ABOUT THIS TASK
The required answer is every line of the data containing the word "getSeed".

RAW DATA

◆ ◆ ◆ ◆ ◆

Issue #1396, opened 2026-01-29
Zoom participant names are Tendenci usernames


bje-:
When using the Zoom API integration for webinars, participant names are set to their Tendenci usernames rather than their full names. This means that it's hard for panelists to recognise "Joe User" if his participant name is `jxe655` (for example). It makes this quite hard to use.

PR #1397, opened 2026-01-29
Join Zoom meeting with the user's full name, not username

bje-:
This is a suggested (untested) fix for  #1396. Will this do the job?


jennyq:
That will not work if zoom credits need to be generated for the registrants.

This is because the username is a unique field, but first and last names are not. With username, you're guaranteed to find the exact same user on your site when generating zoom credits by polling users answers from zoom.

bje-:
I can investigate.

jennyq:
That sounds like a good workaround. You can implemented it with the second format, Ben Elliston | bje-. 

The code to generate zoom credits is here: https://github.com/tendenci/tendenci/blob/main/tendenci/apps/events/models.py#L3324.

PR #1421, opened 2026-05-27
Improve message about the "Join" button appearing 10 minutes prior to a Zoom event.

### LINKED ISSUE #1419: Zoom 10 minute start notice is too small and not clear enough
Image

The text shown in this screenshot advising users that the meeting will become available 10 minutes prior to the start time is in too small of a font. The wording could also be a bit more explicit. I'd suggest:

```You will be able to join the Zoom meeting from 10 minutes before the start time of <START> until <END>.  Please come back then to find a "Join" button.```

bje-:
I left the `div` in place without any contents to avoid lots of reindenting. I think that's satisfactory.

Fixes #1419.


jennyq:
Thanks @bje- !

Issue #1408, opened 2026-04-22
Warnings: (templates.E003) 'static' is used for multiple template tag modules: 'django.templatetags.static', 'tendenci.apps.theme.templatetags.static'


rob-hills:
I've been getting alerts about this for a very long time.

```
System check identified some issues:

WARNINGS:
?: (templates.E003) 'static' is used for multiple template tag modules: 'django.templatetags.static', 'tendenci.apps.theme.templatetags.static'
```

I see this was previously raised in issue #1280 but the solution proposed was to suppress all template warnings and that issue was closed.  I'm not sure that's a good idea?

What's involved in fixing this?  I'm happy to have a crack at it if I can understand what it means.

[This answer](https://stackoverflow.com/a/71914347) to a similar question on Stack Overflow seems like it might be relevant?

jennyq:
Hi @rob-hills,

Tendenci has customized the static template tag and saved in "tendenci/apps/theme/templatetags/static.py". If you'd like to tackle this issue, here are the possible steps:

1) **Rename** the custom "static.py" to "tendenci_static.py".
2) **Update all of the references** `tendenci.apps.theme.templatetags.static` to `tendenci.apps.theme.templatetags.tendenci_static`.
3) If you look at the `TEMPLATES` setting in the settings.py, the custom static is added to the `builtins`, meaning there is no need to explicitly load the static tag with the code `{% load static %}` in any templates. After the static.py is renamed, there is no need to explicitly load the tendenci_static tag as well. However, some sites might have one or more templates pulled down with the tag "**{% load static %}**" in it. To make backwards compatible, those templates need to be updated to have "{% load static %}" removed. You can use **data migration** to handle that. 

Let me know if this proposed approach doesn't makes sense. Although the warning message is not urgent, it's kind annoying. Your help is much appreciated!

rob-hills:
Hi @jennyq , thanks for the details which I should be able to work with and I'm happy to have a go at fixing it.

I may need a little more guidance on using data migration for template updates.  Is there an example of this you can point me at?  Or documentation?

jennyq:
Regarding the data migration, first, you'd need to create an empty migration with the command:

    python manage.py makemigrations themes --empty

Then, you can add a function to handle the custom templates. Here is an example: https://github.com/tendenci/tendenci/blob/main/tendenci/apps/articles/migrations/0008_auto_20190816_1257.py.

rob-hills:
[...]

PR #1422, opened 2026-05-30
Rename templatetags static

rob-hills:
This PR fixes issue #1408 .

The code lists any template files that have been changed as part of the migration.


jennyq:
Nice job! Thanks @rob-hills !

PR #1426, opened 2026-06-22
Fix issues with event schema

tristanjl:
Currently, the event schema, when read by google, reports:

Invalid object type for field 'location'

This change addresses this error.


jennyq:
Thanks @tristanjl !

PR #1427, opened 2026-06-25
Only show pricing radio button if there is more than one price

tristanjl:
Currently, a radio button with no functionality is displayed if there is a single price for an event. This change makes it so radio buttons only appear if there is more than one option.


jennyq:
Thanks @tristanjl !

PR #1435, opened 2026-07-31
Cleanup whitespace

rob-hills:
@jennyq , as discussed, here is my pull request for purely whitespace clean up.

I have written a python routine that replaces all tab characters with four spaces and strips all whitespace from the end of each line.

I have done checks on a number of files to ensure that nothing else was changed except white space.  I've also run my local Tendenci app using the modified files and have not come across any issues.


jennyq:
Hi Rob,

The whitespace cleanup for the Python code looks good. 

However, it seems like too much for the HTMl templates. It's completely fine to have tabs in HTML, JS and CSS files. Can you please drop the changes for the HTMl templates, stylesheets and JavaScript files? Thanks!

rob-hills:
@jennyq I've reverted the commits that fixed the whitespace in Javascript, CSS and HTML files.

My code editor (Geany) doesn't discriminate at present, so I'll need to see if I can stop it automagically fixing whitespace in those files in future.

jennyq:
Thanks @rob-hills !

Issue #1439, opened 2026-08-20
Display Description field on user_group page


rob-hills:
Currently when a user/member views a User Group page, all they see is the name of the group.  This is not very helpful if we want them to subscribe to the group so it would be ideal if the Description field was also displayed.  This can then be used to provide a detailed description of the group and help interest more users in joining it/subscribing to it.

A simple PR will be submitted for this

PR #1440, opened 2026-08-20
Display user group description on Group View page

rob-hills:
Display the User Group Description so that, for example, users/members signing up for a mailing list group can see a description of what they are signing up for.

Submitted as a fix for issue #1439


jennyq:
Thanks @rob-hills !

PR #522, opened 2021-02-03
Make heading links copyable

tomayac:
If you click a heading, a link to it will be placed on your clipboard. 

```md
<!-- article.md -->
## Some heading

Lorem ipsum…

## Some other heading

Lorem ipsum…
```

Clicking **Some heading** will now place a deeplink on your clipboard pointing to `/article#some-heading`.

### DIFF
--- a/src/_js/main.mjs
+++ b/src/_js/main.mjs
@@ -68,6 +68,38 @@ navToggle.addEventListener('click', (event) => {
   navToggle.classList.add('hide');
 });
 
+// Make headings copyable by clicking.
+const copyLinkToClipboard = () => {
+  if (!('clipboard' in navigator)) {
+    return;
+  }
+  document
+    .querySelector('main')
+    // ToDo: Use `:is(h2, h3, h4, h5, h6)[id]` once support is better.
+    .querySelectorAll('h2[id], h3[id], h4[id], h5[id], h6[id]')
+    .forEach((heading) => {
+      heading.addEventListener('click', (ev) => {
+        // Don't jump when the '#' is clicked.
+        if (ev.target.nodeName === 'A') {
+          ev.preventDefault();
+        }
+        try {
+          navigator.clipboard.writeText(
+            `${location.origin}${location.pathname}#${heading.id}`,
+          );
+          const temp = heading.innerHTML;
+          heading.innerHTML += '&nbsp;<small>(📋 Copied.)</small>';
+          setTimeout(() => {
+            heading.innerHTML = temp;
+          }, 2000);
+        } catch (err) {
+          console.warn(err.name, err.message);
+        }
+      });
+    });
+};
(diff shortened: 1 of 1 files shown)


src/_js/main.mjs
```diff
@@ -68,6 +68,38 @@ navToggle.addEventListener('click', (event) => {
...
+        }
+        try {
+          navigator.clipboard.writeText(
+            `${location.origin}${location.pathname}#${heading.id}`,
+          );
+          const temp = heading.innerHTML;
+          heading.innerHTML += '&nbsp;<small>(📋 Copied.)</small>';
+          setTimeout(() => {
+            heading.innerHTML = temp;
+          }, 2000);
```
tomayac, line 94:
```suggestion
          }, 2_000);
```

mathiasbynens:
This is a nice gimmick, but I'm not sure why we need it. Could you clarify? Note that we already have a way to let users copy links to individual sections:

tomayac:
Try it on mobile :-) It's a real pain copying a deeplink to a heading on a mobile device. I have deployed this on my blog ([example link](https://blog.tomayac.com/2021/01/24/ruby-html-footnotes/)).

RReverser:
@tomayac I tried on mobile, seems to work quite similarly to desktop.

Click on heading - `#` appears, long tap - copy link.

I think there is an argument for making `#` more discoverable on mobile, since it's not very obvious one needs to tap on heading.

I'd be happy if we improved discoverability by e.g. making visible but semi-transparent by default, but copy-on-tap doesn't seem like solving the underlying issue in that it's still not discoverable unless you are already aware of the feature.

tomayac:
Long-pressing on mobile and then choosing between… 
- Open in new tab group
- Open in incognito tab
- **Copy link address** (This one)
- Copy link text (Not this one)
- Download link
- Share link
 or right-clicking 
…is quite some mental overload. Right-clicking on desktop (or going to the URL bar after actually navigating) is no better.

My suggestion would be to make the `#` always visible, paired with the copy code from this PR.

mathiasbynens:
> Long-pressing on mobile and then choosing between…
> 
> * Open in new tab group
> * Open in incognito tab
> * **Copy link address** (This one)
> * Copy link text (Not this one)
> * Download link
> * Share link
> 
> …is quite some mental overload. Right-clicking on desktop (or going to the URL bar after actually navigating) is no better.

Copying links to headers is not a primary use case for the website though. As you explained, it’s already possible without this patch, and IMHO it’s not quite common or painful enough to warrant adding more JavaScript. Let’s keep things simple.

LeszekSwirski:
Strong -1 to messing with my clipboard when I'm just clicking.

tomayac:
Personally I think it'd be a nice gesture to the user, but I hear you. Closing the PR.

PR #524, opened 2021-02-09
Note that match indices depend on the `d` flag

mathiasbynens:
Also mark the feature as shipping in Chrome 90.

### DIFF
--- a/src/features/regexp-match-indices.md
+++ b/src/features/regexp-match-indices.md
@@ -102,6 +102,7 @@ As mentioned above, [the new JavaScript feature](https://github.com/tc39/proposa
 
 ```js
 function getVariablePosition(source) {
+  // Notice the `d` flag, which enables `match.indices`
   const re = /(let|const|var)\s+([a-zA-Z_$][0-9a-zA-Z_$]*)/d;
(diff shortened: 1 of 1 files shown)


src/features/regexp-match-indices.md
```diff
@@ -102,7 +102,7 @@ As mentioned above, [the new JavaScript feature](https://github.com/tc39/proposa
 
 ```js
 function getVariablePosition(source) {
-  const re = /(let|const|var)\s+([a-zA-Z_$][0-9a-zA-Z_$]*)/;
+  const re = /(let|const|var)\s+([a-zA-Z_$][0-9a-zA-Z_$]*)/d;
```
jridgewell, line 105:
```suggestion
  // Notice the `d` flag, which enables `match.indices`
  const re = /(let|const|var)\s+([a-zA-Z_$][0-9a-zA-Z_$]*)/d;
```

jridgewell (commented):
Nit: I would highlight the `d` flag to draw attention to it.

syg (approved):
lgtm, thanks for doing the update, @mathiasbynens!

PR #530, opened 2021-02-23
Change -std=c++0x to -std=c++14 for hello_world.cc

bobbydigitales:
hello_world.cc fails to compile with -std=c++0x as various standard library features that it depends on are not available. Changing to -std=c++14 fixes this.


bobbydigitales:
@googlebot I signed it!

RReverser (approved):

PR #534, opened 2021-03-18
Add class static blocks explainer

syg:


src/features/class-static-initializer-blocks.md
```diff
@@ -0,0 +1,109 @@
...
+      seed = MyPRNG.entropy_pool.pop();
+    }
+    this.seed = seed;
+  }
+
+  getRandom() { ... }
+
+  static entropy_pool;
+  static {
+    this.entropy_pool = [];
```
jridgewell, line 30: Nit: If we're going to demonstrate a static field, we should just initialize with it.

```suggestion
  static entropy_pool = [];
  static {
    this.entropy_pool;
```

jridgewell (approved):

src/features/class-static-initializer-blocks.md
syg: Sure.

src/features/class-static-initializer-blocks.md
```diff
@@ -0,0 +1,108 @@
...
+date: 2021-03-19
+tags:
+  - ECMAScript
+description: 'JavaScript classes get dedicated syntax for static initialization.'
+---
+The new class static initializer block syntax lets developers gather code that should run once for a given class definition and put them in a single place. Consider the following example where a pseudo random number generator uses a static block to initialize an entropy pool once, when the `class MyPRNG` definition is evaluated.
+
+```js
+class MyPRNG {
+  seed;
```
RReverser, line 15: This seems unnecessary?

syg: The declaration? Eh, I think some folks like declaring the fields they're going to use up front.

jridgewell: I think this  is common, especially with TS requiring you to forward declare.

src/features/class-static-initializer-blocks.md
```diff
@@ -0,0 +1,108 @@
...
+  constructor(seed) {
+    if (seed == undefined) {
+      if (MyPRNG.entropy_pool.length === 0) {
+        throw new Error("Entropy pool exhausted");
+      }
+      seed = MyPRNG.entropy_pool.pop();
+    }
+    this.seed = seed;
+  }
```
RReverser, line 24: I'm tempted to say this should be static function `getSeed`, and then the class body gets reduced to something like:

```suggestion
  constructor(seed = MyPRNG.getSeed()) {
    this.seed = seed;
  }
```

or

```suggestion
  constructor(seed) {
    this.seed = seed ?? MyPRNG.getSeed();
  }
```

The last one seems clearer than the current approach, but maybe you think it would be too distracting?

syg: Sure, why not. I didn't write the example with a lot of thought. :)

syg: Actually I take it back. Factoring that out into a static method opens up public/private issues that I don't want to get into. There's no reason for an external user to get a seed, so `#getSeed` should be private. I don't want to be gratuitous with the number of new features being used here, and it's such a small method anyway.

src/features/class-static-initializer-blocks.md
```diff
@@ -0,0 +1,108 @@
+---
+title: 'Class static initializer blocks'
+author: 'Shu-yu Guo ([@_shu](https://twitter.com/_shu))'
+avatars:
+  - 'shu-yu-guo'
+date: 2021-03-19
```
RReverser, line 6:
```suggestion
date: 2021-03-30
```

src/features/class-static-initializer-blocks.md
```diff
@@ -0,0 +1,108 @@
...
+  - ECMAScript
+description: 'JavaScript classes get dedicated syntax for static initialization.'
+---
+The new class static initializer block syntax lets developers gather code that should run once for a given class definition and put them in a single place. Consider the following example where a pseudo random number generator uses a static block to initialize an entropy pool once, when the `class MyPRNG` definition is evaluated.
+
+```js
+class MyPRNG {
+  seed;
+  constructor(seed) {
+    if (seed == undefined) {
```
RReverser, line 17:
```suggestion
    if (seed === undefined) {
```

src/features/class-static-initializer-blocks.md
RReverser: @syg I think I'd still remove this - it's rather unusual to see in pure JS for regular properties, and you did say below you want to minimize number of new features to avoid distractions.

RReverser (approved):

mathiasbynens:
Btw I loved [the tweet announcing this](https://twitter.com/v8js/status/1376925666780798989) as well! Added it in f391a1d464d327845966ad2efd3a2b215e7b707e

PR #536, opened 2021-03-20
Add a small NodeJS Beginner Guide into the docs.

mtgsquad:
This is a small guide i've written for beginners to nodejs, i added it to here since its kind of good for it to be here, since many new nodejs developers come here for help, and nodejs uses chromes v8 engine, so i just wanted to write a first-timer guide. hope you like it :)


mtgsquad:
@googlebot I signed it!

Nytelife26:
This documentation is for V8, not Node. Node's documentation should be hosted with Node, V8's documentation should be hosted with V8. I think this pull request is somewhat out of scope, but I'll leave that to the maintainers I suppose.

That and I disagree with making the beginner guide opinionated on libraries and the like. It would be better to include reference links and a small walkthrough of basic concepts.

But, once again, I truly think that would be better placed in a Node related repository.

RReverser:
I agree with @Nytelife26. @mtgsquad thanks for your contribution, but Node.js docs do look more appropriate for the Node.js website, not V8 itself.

◆ ◆ ◆ ◆ ◆

RESULT FOR THIS TASK
RReverser, line 24: I'm tempted to say this should be static function `getSeed`, and then the class body gets reduced to something like:
  constructor(seed = MyPRNG.getSeed()) {
    this.seed = seed ?? MyPRNG.getSeed();
syg: Actually I take it back. Factoring that out into a static method opens up public/private issues that I don't want to get into. There's no reason for an external user to get a seed, so `#getSeed` should be private. I don't want to be gratuitous with the number of new features being used here, and it's such a small method anyway.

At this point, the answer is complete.